* _Recorded information_
PR #3221, opened 2026-05-08
fix(computer): preserve data URL screenshots from driver

adityasingh2400:
## Summary
- `ComputerAction.execute` always wraps the driver's screenshot string in `data:image/png;base64,<...>`. When a `Computer`/`AsyncComputer` implementation already returns a fully-formed data URL (e.g. drivers that re-use a generic image helper, or vendor SDKs that hand back data URLs), the result is `data:image/png;base64,data:image/png;base64,<payload>`, which is not a valid URL and renders as nothing in the model output.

* _Problem requirements_
Go through the listing above. Show each line where the word "driver" is found.

* _Exercise solution_
fix(computer): preserve data URL screenshots from driver
- `ComputerAction.execute` always wraps the driver's screenshot string in `data:image/png;base64,<...>`. When a `Computer`/`AsyncComputer` implementation already returns a fully-formed data URL (e.g. drivers that re-use a generic image helper, or vendor SDKs that hand back data URLs), the result is `data:image/png;base64,data:image/png;base64,<payload>`, which is not a valid URL and renders as nothing in the model output.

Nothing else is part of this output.